━━ RECORDS TO PROCESS ━━

PR #279, opened 2020-11-30
fix: update carousel prop types

MkMan:
Most of the time the slide description is just a `string`, however, sometimes it's a react node. This change allows the component to accept both

### DIFF
--- a/src/components/Carousel/Carousel.js
+++ b/src/components/Carousel/Carousel.js
@@ -233,7 +233,7 @@ Carousel.propTypes = {
       url: PropTypes.string,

━━━

Beginning with the line containing "--- a/src/components/Carousel/Carousel.js", repeat each line of the listing above, exactly, through the last one, and stop there.

RESPONSE:
--- a/src/components/Carousel/Carousel.js
+++ b/src/components/Carousel/Carousel.js
@@ -233,7 +233,7 @@ Carousel.propTypes = {
       url: PropTypes.string,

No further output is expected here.